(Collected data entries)
-.-.-
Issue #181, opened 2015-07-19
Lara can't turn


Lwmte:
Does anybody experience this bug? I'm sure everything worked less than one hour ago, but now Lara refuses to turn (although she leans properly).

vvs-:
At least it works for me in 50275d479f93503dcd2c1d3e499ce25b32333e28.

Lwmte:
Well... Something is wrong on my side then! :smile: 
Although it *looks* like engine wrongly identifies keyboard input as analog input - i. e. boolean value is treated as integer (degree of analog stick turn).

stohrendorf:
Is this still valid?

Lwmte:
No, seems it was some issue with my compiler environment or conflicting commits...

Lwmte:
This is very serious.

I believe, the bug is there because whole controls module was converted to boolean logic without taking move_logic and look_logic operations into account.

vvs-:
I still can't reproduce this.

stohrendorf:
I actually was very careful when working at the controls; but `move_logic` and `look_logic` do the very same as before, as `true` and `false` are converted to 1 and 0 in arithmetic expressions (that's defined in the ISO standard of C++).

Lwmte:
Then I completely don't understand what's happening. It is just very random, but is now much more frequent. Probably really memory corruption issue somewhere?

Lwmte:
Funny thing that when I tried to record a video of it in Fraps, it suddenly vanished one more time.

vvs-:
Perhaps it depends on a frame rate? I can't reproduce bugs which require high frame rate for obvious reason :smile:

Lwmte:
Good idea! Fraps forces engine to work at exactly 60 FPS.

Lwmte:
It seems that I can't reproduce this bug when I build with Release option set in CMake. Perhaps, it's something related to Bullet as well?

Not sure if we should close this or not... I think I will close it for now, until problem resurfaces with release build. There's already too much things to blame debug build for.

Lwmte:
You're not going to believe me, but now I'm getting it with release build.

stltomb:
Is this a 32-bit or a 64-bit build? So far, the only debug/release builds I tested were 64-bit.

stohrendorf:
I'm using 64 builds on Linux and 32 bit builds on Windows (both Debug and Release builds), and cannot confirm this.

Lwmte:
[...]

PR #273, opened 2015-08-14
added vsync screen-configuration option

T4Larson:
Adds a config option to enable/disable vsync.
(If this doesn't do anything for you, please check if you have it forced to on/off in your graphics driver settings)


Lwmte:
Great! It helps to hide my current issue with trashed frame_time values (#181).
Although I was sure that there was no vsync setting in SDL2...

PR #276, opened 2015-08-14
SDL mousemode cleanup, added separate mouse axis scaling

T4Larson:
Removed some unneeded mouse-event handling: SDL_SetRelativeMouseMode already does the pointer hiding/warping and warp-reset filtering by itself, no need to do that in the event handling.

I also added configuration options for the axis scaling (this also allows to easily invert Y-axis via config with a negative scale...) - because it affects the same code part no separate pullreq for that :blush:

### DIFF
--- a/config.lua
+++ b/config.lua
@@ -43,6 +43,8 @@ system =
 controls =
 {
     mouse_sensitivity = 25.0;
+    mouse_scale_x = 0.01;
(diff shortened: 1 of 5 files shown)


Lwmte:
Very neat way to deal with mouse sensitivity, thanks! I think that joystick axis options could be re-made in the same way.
-.-.-
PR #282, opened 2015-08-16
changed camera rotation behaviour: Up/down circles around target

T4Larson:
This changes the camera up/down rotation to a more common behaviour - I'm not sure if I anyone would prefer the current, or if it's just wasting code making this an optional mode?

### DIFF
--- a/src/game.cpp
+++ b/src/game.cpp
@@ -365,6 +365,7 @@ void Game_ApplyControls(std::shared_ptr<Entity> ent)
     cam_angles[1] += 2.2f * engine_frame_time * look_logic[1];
-.-.-
TASK PROMPT –
Whenever the word "converted" shows up in a line of the entries, copy that line.

WRITTEN REPLY –
I believe, the bug is there because whole controls module was converted to boolean logic without taking move_logic and look_logic operations into account.
I actually was very careful when working at the controls; but `move_logic` and `look_logic` do the very same as before, as `true` and `false` are converted to 1 and 0 in arithmetic expressions (that's defined in the ISO standard of C++).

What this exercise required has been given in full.